— TASK PROMPT —
Report how many lines in the records below contain the word "created". Give only the number.
### THE RECORDS
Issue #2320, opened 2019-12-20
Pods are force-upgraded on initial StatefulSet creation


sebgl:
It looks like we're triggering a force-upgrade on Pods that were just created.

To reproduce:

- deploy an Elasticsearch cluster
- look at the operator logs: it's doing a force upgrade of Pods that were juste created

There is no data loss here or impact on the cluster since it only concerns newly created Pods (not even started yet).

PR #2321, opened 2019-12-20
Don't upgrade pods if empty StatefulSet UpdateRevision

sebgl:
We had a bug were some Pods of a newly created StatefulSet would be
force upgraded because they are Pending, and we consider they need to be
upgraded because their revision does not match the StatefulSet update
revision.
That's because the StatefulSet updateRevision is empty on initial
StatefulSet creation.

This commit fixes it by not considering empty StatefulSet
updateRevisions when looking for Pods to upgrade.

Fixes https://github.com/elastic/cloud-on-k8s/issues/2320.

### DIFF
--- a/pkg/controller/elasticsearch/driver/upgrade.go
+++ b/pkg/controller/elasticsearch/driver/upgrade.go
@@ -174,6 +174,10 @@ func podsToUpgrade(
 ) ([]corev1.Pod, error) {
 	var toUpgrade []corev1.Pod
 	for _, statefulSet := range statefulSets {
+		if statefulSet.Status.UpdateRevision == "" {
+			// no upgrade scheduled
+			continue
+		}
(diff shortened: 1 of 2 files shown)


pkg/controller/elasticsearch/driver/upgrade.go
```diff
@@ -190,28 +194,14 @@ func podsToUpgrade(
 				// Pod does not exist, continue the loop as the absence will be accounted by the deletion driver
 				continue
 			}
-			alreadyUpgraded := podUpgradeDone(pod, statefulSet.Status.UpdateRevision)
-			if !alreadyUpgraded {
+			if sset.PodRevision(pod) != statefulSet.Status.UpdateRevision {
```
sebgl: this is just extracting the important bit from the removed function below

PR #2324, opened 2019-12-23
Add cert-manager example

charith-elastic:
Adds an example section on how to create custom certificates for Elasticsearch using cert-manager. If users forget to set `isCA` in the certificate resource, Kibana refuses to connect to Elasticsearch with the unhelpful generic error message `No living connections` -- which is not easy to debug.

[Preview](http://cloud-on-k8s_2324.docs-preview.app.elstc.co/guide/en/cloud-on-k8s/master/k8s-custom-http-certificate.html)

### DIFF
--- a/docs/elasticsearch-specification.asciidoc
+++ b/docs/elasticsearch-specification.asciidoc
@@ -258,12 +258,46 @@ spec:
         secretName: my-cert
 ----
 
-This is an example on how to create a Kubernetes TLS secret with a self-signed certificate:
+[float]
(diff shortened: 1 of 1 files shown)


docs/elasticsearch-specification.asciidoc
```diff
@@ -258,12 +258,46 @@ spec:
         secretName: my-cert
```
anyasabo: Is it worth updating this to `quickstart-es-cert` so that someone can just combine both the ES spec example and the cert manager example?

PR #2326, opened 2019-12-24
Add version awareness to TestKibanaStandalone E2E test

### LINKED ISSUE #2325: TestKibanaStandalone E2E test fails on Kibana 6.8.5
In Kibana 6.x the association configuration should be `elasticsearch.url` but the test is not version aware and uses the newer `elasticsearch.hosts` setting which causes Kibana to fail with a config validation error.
######
— EXERCISE RESPONSE —
4